PR #711, opened 2025-01-24
402 catchup request sending

### LINKED ISSUE #402: Catchup request sending
Implement logic for sending catchup requests.

hMitov:
# Description
Implemented logic for sending catchup requests.

**When sending Catch-Up Requests?**

When a neighbor message is received, the following conditions must be checked to determine whether to issue a catch-up request:
**1. Peer Node setID Validation**
       Ensure the setID of the peer node matches the setID of the current round in our node. If they do not match, ignore the 
       peer.

**2. Round Number Validation**
        **Per spec:** Check if the roundNumber of the neighbor is greater than the current roundNumber of our node.

Fixes #402 >

### DIFF
--- a/src/main/java/com/limechain/network/protocol/grandpa/GrandpaEngine.java
+++ b/src/main/java/com/limechain/network/protocol/grandpa/GrandpaEngine.java
@@ -3,11 +3,13 @@ package com.limechain.network.protocol.grandpa;
 import com.limechain.exception.scale.ScaleEncodingException;
 import com.limechain.grandpa.GrandpaService;
 import com.limechain.grandpa.state.GrandpaSetState;
+import com.limechain.grandpa.state.RoundCache;
 import com.limechain.network.ConnectionManager;
 import com.limechain.network.protocol.blockannounce.messages.BlockAnnounceHandshakeBuilder;
 import com.limechain.network.protocol.grandpa.messages.GrandpaMessageType;
 import com.limechain.network.protocol.grandpa.messages.catchup.req.CatchUpReqMessage;
 import com.limechain.network.protocol.grandpa.messages.catchup.req.CatchUpReqMessageScaleReader;
+import com.limechain.network.protocol.grandpa.messages.catchup.req.CatchUpReqMessageScaleWriter;
 import com.limechain.network.protocol.grandpa.messages.catchup.res.CatchUpMessage;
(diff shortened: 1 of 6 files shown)


src/main/java/com/limechain/network/protocol/grandpa/GrandpaEngine.java
```diff
@@ -134,11 +137,27 @@ private void handleHandshake(byte[] message, PeerId peerId, Stream stream) {
...
         log.log(Level.FINE, "Received neighbour message from Peer " + peerId + "\n" + neighbourMessage);
         new Thread(() -> warpSyncState.syncNeighbourMessage(neighbourMessage, peerId)).start();
+
+        // If peer has the same voter set id
+        if (neighbourMessage.getSetId().equals(grandpaSetState.getSetId())) {
+            sendCatchUpRequest(neighbourMessage, peerId, stream);
+        }
+    }
+
+    private void sendCatchUpRequest(NeighbourMessage neighbourMessage, PeerId peerId, Stream stream) {
```
Grigorov-Georgi: IMO You should move the ```if (neighbourMessage.getSetId().equals(grandpaSetState.getSetId()))``` check into the ```sendCatchUpRequest``` method and rename it to ```handleCatchUpBasedOnNeighbourMessage``` or similar, as the method is more about checking if we should send catch-up message than just sending a message, which ```writeCatchUpRequest``` does.

src/main/java/com/limechain/network/protocol/grandpa/GrandpaEngine.java
```diff
@@ -139,6 +141,10 @@ private void handleNeighbourMessage(byte[] message, PeerId peerId) {
         NeighbourMessage neighbourMessage = reader.read(NeighbourMessageScaleReader.getInstance());
         log.log(Level.FINE, "Received neighbour message from Peer " + peerId + "\n" + neighbourMessage);
         new Thread(() -> warpSyncState.syncNeighbourMessage(neighbourMessage, peerId)).start();
+
+        if (NodeRole.AUTHORING.getValue().equals(connectionManager.getPeerInfo(peerId).getNodeRole())) {
```
Zurcusa, line 145: We can add a //TODO here for the check if we're a voter once implemented.

Zurcusa (approved):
_ _ _ _ _ _ _
[Work item] Please write out the entries above in full, exactly as they read.

[Output below]
PR #711, opened 2025-01-24
402 catchup request sending

### LINKED ISSUE #402: Catchup request sending
Implement logic for sending catchup requests.

hMitov:
# Description
Implemented logic for sending catchup requests.

**When sending Catch-Up Requests?**

When a neighbor message is received, the following conditions must be checked to determine whether to issue a catch-up request:
**1. Peer Node setID Validation**
       Ensure the setID of the peer node matches the setID of the current round in our node. If they do not match, ignore the 
       peer.

**2. Round Number Validation**
        **Per spec:** Check if the roundNumber of the neighbor is greater than the current roundNumber of our node.

Fixes #402 >

### DIFF
--- a/src/main/java/com/limechain/network/protocol/grandpa/GrandpaEngine.java
+++ b/src/main/java/com/limechain/network/protocol/grandpa/GrandpaEngine.java
@@ -3,11 +3,13 @@ package com.limechain.network.protocol.grandpa;
 import com.limechain.exception.scale.ScaleEncodingException;
 import com.limechain.grandpa.GrandpaService;
 import com.limechain.grandpa.state.GrandpaSetState;
+import com.limechain.grandpa.state.RoundCache;
 import com.limechain.network.ConnectionManager;
 import com.limechain.network.protocol.blockannounce.messages.BlockAnnounceHandshakeBuilder;
 import com.limechain.network.protocol.grandpa.messages.GrandpaMessageType;
 import com.limechain.network.protocol.grandpa.messages.catchup.req.CatchUpReqMessage;
 import com.limechain.network.protocol.grandpa.messages.catchup.req.CatchUpReqMessageScaleReader;
+import com.limechain.network.protocol.grandpa.messages.catchup.req.CatchUpReqMessageScaleWriter;
 import com.limechain.network.protocol.grandpa.messages.catchup.res.CatchUpMessage;
(diff shortened: 1 of 6 files shown)


src/main/java/com/limechain/network/protocol/grandpa/GrandpaEngine.java
```diff
@@ -134,11 +137,27 @@ private void handleHandshake(byte[] message, PeerId peerId, Stream stream) {
...
         log.log(Level.FINE, "Received neighbour message from Peer " + peerId + "\n" + neighbourMessage);
         new Thread(() -> warpSyncState.syncNeighbourMessage(neighbourMessage, peerId)).start();
+
+        // If peer has the same voter set id
+        if (neighbourMessage.getSetId().equals(grandpaSetState.getSetId())) {
+            sendCatchUpRequest(neighbourMessage, peerId, stream);
+        }
+    }
+
+    private void sendCatchUpRequest(NeighbourMessage neighbourMessage, PeerId peerId, Stream stream) {
```
Grigorov-Georgi: IMO You should move the ```if (neighbourMessage.getSetId().equals(grandpaSetState.getSetId()))``` check into the ```sendCatchUpRequest``` method and rename it to ```handleCatchUpBasedOnNeighbourMessage``` or similar, as the method is more about checking if we should send catch-up message than just sending a message, which ```writeCatchUpRequest``` does.

src/main/java/com/limechain/network/protocol/grandpa/GrandpaEngine.java
```diff
@@ -139,6 +141,10 @@ private void handleNeighbourMessage(byte[] message, PeerId peerId) {
         NeighbourMessage neighbourMessage = reader.read(NeighbourMessageScaleReader.getInstance());
         log.log(Level.FINE, "Received neighbour message from Peer " + peerId + "\n" + neighbourMessage);
         new Thread(() -> warpSyncState.syncNeighbourMessage(neighbourMessage, peerId)).start();
+
+        if (NodeRole.AUTHORING.getValue().equals(connectionManager.getPeerInfo(peerId).getNodeRole())) {
```
Zurcusa, line 145: We can add a //TODO here for the check if we're a voter once implemented.

Zurcusa (approved):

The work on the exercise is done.